# Introduction to Linear Programming with Python – Part 5

## Using PuLP with pandas and binary constraints to solve a scheduling problem

In this example, we’ll be solving a scheduling problem. We have 2 offshore production plants in 2 locations and an estimated demand for our products.

We want to produce a schedule of production from both plants that meets our demand with the lowest cost.

A factory can be in 2 states:

- Off – Producing zero units
- On – Producing between its minimum and maximum production capacities

Both factories have fixed costs, that are incurred as long as the factory is on, and variable costs, a cost per unit of production. These vary month by month.

We also know that factory B is down for maintenance in month 5.

We’ll start by importing our data.

```
import pandas as pd
import pulp
```

```
factories = pd.DataFrame.from_csv('csv/factory_variables.csv', index_col=['Month', 'Factory'])
factories
```

We’ll also import our demand data

```
demand = pd.DataFrame.from_csv('csv/monthly_demand.csv', index_col=['Month'])
```

```
demand
```

As we have fixed costs and variable costs, we’ll need to model both production and the status of the factory i.e. whether it is on or off.
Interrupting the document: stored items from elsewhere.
PR #406, opened 2026-06-27
Reject out-of-range values in LongLocaleConverter

rootvector2:
`LongLocaleConverter.parse` narrows the parsed number with `result.longValue()` and never range-checks it, so a value beyond `long` range like `99999999999999999999` is silently clamped to `Long.MAX_VALUE` instead of rejected: `DecimalFormat` returns it as a `Double` (the converter does not set `parseBigDecimal`) and `Double.longValue()` saturates. The sibling narrowing locale converters `IntegerLocaleConverter`, `ByteLocaleConverter`, `ShortLocaleConverter` and `FloatLocaleConverter` already reject out-of-range input, so `LongLocaleConverter` gets the same bounds check before narrowing. Found while auditing the locale converter family against those sibling checks.

### DIFF
--- a/src/main/java/org/apache/commons/beanutils2/locale/converters/LongLocaleConverter.java
+++ b/src/main/java/org/apache/commons/beanutils2/locale/converters/LongLocaleConverter.java
@@ -78,6 +78,11 @@ public class LongLocaleConverter extends DecimalLocaleConverter<Long> {
             return (Long) result;
         }
 
+        final double doubleValue = result.doubleValue();
+        if (doubleValue < Long.MIN_VALUE || doubleValue > Long.MAX_VALUE) {
+            throw new ConversionException("Supplied number is not of type Long: " + result);
+        }
+
         return Long.valueOf(result.longValue());
     }
 }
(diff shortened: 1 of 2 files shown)


garydgregory (changes requested):
Hello @rootvector2 
Please use `assertThrows`. Also port to the `1.X` branch ;)

rootvector2:
Done. Switched the test to `assertThrows` and pushed. 1.X port is up as #407.

garydgregory:
This is unrelated, but could you have a go at fixing the test in Java 25 and up? There are failure in SQL related classes. TY!

rootvector2:
Took a look. The failures are the two `testLocale` cases in `SqlTimeConverterTest` and `SqlTimestampConverterTest`. CLDR (JDK 20+) switched the US SHORT time format to a narrow no-break space (U+202F) before AM/PM, and the tests hard-coded a regular space. Fix is in #410 — it derives the separator from the JVM's own format so it passes on both old and new JDKs. Verified failing/passing on OpenJDK 26, full suite still green on 21.

PR #407, opened 2026-06-27
Reject out-of-range values in LongLocaleConverter (1.X)

rootvector2:
Port of #406 to the `1.X` branch.

`LongLocaleConverter.parse` narrows the parsed number with `result.longValue()` and never range-checks it, so a value beyond `long` range like `99999999999999999999` is silently clamped to `Long.MAX_VALUE` instead of rejected: `DecimalFormat` returns it as a `Double` (the converter does not set `parseBigDecimal`) and `Double.longValue()` saturates.

The sibling narrowing locale converters `IntegerLocaleConverter`, `ByteLocaleConverter`, `ShortLocaleConverter` and `FloatLocaleConverter` already reject out-of-range input, so `LongLocaleConverter` gets the same bounds check before narrowing. Found while auditing the locale converter family against those sibling checks.

Added a regression test to `LongLocaleConverterTest`; it fails without the runtime change (`99999999999999999999` comes back as `9223372036854775807`). `mvn test -Dtest='*LocaleConverterTest'` is green (107 tests).

### DIFF
--- a/src/main/java/org/apache/commons/beanutils/locale/converters/LongLocaleConverter.java
+++ b/src/main/java/org/apache/commons/beanutils/locale/converters/LongLocaleConverter.java
@@ -20,6 +20,8 @@ package org.apache.commons.beanutils.locale.converters;
 import java.text.ParseException;
 import java.util.Locale;
 
+import org.apache.commons.beanutils.ConversionException;
+
 /**
  * Standard {@link org.apache.commons.beanutils.locale.LocaleConverter} implementation that converts an incoming locale-sensitive String into a
  * {@code java.lang.Long} object, optionally using a default value or throwing a {@link org.apache.commons.beanutils.ConversionException} if a conversion error
@@ -172,6 +174,10 @@ public class LongLocaleConverter extends DecimalLocaleConverter {
         final Object result = super.parse(value, pattern);
         if (result == null || result instanceof Long) {
             return result;
+        }
+        final double doubleValue = ((Number) result).doubleValue();
+        if (doubleValue < Long.MIN_VALUE || doubleValue > Long.MAX_VALUE) {
+            throw new ConversionException("Supplied number is not of type Long: " + result);
         }
         return Long.valueOf(((Number) result).longValue());
     }
--- a/src/test/java/org/apache/commons/beanutils/locale/converters/LongLocaleConverterTest.java
+++ b/src/test/java/org/apache/commons/beanutils/locale/converters/LongLocaleConverterTest.java
@@ -17,6 +17,10 @@
 
 package org.apache.commons.beanutils.locale.converters;
 
+import java.text.DecimalFormat;
+
+import org.apache.commons.beanutils.ConversionException;
+
 /**
  * Test Case for the LongLocaleConverter class.
  *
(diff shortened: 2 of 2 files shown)


garydgregory (changes requested):
Hello @rootvector2 
Please use `assertThrows`.

garydgregory:
@rootvector2 ping ;)

rootvector2:
Done, switched the two out-of-range cases to `assertThrows`.

garydgregory:
Merged 🚀 TY! Would you have a look at these warnings please?
```
Jul 02, 2026 3:45:42 PM org.junit.platform.launcher.core.DiscoveryIssueNotifier logIssues
WARNING: TestEngine with ID 'junit-jupiter' encountered 3 non-critical issues during test discovery:

(1) [WARNING] Inner class 'org.apache.commons.collections4.map.AbstractMapTest$TestMapEntrySet' looks like it was intended to be a test class but will not be executed. It must be static or annotated with @Nested.
    Source: ClassSource [className = 'org.apache.commons.collections4.map.AbstractMapTest$TestMapEntrySet', filePosition = null]
            at org.apache.commons.collections4.map.AbstractMapTest$TestMapEntrySet.<no-method>(SourceFile:0)

(2) [WARNING] Inner class 'org.apache.commons.collections4.map.AbstractMapTest$TestMapKeySet' looks like it was intended to be a test class but will not be executed. It must be static or annotated with @Nested.
    Source: ClassSource [className = 'org.apache.commons.collections4.map.AbstractMapTest$TestMapKeySet', filePosition = null]
            at org.apache.commons.collections4.map.AbstractMapTest$TestMapKeySet.<no-method>(SourceFile:0)

(3) [WARNING] Inner class 'org.apache.commons.collections4.map.AbstractMapTest$TestMapValues' looks like it was intended to be a test class but will not be executed. It must be static or annotated with @Nested.
    Source: ClassSource [className = 'org.apache.commons.collections4.map.AbstractMapTest$TestMapValues', filePosition = null]
            at org.apache.commons.collections4.map.AbstractMapTest$TestMapValues.<no-method>(SourceFile:0)
```

TY!

rootvector2:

Production is modelled as an integer variable.

We have a value for production for each month for each factory, this is given by the tuples of our multi-index pandas DataFrame index.

```
production = pulp.LpVariable.dicts("production",
((month, factory) for month, factory in factories.index),
lowBound=0,
cat='Integer')
```

Factory status is modelled as a binary variable. It will have a value of 1 if the factory is on and a value of 0 when the factory is off.
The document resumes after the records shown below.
PR #408, opened 2026-07-01
Stop narrowing BigInteger and BigDecimal in StringLocaleConverter

rootvector2:
`StringLocaleConverter.parse` formatted `BigInteger` via `((Number) value).longValue()` and `BigDecimal` via `doubleValue()`, so a value wider than 64 bits was narrowed before formatting and came back silently wrong (`new BigInteger("99999999999999999999")` formatted to `7,766,279,631,452,241,919`); `DecimalFormat.format(Object)` handles `BigInteger`/`BigDecimal` with full magnitude natively, so I format those two types directly and keep the `long`/`double` path for the primitive wrappers. Found while auditing the locale converters against the magnitude handling in `BigIntegerLocaleConverter`/`BigDecimalLocaleConverter`.


garydgregory:
Hi @rootvector2 
Thank you for the PR, merged; please port to the `1.X` branch.

PR #409, opened 2026-07-02
reject non-canonical UUID strings in UUIDConverter

rootvector2:
`UUID.fromString` accepts abbreviated groups like `1-1-1-1-1` and silently canonicalizes them to `00000001-0001-0001-0001-000000000001`, so `UUIDConverter` converts strings that are not the canonical 8-4-4-4-12 form; found while auditing the converters that delegate straight to a lenient JDK parse, and fixed by rejecting any input that does not round-trip to its canonical string (upper case still converts).

### DIFF
--- a/src/main/java/org/apache/commons/beanutils2/converters/UUIDConverter.java
+++ b/src/main/java/org/apache/commons/beanutils2/converters/UUIDConverter.java
@@ -57,7 +57,14 @@ public final class UUIDConverter extends AbstractConverter<UUID> {
     @Override
     protected <T> T convertToType(final Class<T> type, final Object value) throws Throwable {
         if (UUID.class.equals(type)) {
-            return type.cast(UUID.fromString(String.valueOf(value)));
+            final String stringValue = String.valueOf(value);
+            final UUID uuid = UUID.fromString(stringValue);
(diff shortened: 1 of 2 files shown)


garydgregory:
Hello @rootvector2 
-1 unless you can convince us otherwise. This class reflects what Java's own `UUID` class provides through `java.util.UUID.fromString(String)`.
It seems to me that this PR would narrow what the JRE provides out of the box. 

One could argue that `java.util.UUID.fromString(String)` is lenient by accepting input with leading `'0'`s in its compoenents but that's not something we can change.

Where did you get the requirement that the String form of a UUID or a Converter output in general must roundtrip with its String inout? Maybe I missed it.

I've updated the Javadoc which might give readers better expectations.

rootvector2:
Fair enough. I was treating a canonical round-trip as an implicit expectation, but you're right that there's no spec backing it and the converter should mirror `UUID.fromString` rather than narrow what the JRE accepts. The leading-`0` leniency is the JDK's call, not ours. Withdrawing this one, and thanks for the Javadoc clarification.

rootvector2:
Closing per the discussion above.

PR #410, opened 2026-07-02
Fix sql time and timestamp locale tests on java 20+

rootvector2:
Follow-up to the request on #406 to fix the SQL test failures on Java 25 and up.

`SqlTimeConverterTest.testLocale` and `SqlTimestampConverterTest.testLocale` fail on JDK 20+ because CLDR changed the US SHORT time format to use a narrow no-break space (U+202F) before the AM/PM marker instead of a regular space. The locale converter parses using the JVM's own `DateFormat`, so it expects U+202F, while the tests hard-coded a regular space in both the input string and the pattern that computes the expected value (and `toCalendar` parses non-lenient). The non-SQL date test only uses a date pattern, which is why it wasn't affected.

Rather than hard-code either separator, the tests now derive it from the running JVM's SHORT time format, so they pass on both older JDKs (regular space) and JDK 20+ (U+202F).

Verified failing before and passing after on OpenJDK 26; full suite still green on JDK 21.

- [ ] Write unit tests that match behavioral changes, where the tests fail if the changes to the runtime are not applied. This is a test-only fix; there is no runtime change.

### DIFF
--- a/src/test/java/org/apache/commons/beanutils2/sql/converters/SqlTimeConverterTest.java
+++ b/src/test/java/org/apache/commons/beanutils2/sql/converters/SqlTimeConverterTest.java
@@ -18,7 +18,9 @@
 package org.apache.commons.beanutils2.sql.converters;
 
 import java.sql.Time;
+import java.text.DateFormat;
 import java.util.Calendar;
+import java.util.Date;
 import java.util.Locale;
 
 import org.apache.commons.beanutils2.converters.AbstractDateConverterTest;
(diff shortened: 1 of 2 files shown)


garydgregory:
Hello @rootvector2 

Merged 🚀  Please port to the `1.X` branch BUT take into account the copy-pasta clean I did in f5494fd0a0f3b48c9bc140e228bd67571fe1ae47 after merging this PR.

TY!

Binary variables are the same as integer variables but constrained to be >= 0 and <=1

Again this has a value for each month for each factory, again given by the index of our DataFrame

```
factory_status = pulp.LpVariable.dicts("factory_status",
((month, factory) for month, factory in factories.index),
cat='Binary')
```

We instantiate our model and use LpMinimize as the aim is to minimise costs.

```
model = pulp.LpProblem("Cost minimising scheduling problem", pulp.LpMinimize)
```

In our objective function we include our 2 costs:

- Our variable costs is the product of the variable costs per unit and production
- Our fixed costs is the factory status – 1 (on) or 0 (off) – multiplied by the fixed cost of production

```
model += pulp.lpSum(
[production[month, factory] * factories.loc[(month, factory), 'Variable_Costs'] for month, factory in factories.index]
+ [factory_status[month, factory] * factories.loc[(month, factory), 'Fixed_Costs'] for month, factory in factories.index]
)
```

We build up our constraints

```
# Production in any month must be equal to demand
months = demand.index
for month in months:
model += production[(month, 'A')] + production[(month, 'B')] == demand.loc[month, 'Demand']
```

An issue we run into here is that in linear programming we can’t use conditional constraints.
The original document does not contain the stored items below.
PR #412, opened 2026-07-07
Suppress class and declaringClass pseudo-properties in BeanMap

rootvector2:
`BeanMap.initialize` introspects the bean with `java.beans.Introspector` directly and registers every property descriptor, so the `class` pseudo-property (`Object.getClass`, present on every bean) and `declaringClass` (`Enum.getDeclaringClass`, on enums) become map entries. `PropertyUtilsBean` registers `SuppressPropertiesBeanIntrospector.SUPPRESS_CLASS`/`SUPPRESS_DECLARING_CLASS` by default to drop exactly these, but `BeanMap` applies no suppression, so `new BeanMap(bean).get("class")` hands back the bean's `Class` and its class loader, and `keySet()`/`entrySet()` enumerate that entry to any caller treating the `BeanMap` as an opaque `Map`. Skip both names in `initialize()`, matching the `"class".equals(name)` guard already in `BeanUtilsBean.copyProperties`.

Found while auditing which introspection paths honor the default `class` suppression; `BeanMap` was the one that reintroduces it. `BeanMapTest.testClassPropertyNotExposed` fails without the runtime change. Updated the sample key/value arrays that pinned the `class` entry.

### DIFF
--- a/src/test/java/org/apache/commons/beanutils2/BeanMapTest.java
+++ b/src/test/java/org/apache/commons/beanutils2/BeanMapTest.java
@@ -26,6 +26,7 @@ import static org.junit.jupiter.api.Assumptions.assumeFalse;
 
 import java.lang.reflect.InvocationTargetException;
 import java.lang.reflect.Method;
+import java.time.DayOfWeek;
 import java.util.Map;
 import java.util.function.Function;
 
@@ -295,7 +296,7 @@ class BeanMapTest extends AbstractMapTest<BeanMap, String, Object> {
         assertNull(map.get("class"));
         assertNull(map.getReadMethod("class"));
 
-        final BeanMap enumMap = new BeanMap(java.time.DayOfWeek.MONDAY);
+        final BeanMap enumMap = new BeanMap(DayOfWeek.MONDAY);
         assertFalse(enumMap.containsKey("class"), "class must not be exposed as a property");
         assertFalse(enumMap.containsKey("declaringClass"), "declaringClass must not be exposed as a property");
         assertNull(enumMap.get("declaringClass"));
--- a/src/test/java/org/apache/commons/beanutils2/BeanMapTest.java
+++ b/src/test/java/org/apache/commons/beanutils2/BeanMapTest.java
@@ -17,7 +17,9 @@
 package org.apache.commons.beanutils2;
 
 import static org.junit.jupiter.api.Assertions.assertEquals;
+import static org.junit.jupiter.api.Assertions.assertFalse;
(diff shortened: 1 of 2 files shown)


src/test/java/org/apache/commons/beanutils2/BeanMapTest.java
```diff
@@ -188,21 +190,20 @@ public Object[] getNewSampleValues() {
...
+                "someIntegerValue", "someStringValue", "someObjectValue", };
         return keys;
     }
 
     // note to self: the sample values were created manually
     @Override
     public Object[] getSampleValues() {
         final Object[] values = { Integer.valueOf(1234), Long.valueOf(1298341928234L), Double.valueOf(123423.34), Float.valueOf(1213332.12f),
-                Short.valueOf((short) 134), Byte.valueOf((byte) 10), Character.valueOf('a'), Integer.valueOf(1432), "SomeStringValue", objectInFullMap,
-                BeanWithProperties.class, };
```
garydgregory, line 205: Why was `BeanWithProperties` removed here?

src/test/java/org/apache/commons/beanutils2/BeanMapTest.java
```diff
@@ -283,6 +284,23 @@ void testBeanMapClone() {
...
+     * matching the suppression {@link PropertyUtilsBean} applies by default.
+     */
+    @Test
+    void testClassPropertyNotExposed() {
+        final BeanMap map = new BeanMap(new BeanWithProperties());
+        assertFalse(map.containsKey("class"), "class must not be exposed as a property");
+        assertNull(map.get("class"));
+        assertNull(map.getReadMethod("class"));
+
+        final BeanMap enumMap = new BeanMap(java.time.DayOfWeek.MONDAY);
```
garydgregory: Don't use a fully-qualified class name here.

garydgregory (changes requested):
Hi @rootvector2 
Please my see my comments.

src/test/java/org/apache/commons/beanutils2/BeanMapTest.java
rootvector2: `getSampleValues()` is index-aligned with `getSampleKeys()` in `AbstractMapTest`; `BeanWithProperties.class` was the sample value for the `class` key, so removing the key means removing its value too, otherwise the arrays go out of sync.

src/test/java/org/apache/commons/beanutils2/BeanMapTest.java
rootvector2: done, switched to an import of `DayOfWeek`.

For example we can’t add to our model that if the factory is off factory status must be 0, and if it is on factory status must be 1. Before we’ve solved our model though, we don’t know if the factory will be on or off in a given month.

In this case construct constraints that have minimum and maximum capacities that are constant variables, which we multiply by the factory status.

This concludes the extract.